Despite the absence of inbreeding depression in sperm competitive success, the effects of environmental stress on competitiveness could still depend on inbreeding status. First, Hsp genes, and the genes involved in their expression, may themselves be subject to inbreeding. Homozygosity at Hsp loci has been linked to reduced sperm numbers (Huang et al. 2002). Furthermore, synergistic effects of stressors are thought to result from competition between different sources of damaged proteins over Hsps (Rutherford 2003). Inbreeding chronically raises Hsp expression (Kristensen et al. 2002). We hence expected the genome-wide stress of inbreeding to interact with the effects of heat shock, but found no such interactions. This result cannot be due to an overall lack of genetic variation in our population, because it exhibits inbreeding depression in other traits (this study; Tomkins et al. 2010). However, previous contradictory findings within populations of C. maculatus show that the effects of environmental stress on inbreeding depression in life-history traits strongly depend on the exact environmental conditions (Fox and Reed 2011; Fox et al. 2011). Despite the generality of the cellular heat shock response, different environmental stressors may exhibit varying interactions with genetic stress. Dahlgaard and Hoffmann (2000) found that inbreeding in D. melanogaster reduced resistance to several stressors, but not to heat knockdown. There are also indications that constitutively raised levels of Hsp due to inbreeding can reduce the costs of environmental stress (Dahlgaard and Loeschcke 1997), potentially masking the effects of other stressors such as heat shock.
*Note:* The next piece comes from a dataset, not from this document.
PR #9797, opened 2022-07-19
Add skip marker for failed test cases in cv

latran:
There's a bunch of failed test cases due to[ bz-2086957](https://bugzilla.redhat.com/show_bug.cgi?id=2086957).  From discussion with Brad, there's no prioritization on fixing the bz.  I'm adding all these skip markers for awareness.  Let me know what opinions you have on this is since there's a fair number of failures here.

In conclusion, we offer, to our knowledge, the first report of viability benefits concomitant with reductions in offensive sperm competitive performance induced by heat stress. This result appears consistent only with developmental up-regulation of Hsps. In C. maculatus, a key invertebrate model system for sexual selection and conflict, ejaculate components have important consequences for female fecundity, longevity, and remating propensity (Edvardsson 2007), highlighting the importance of environmental effects on variance in male postcopulatory success.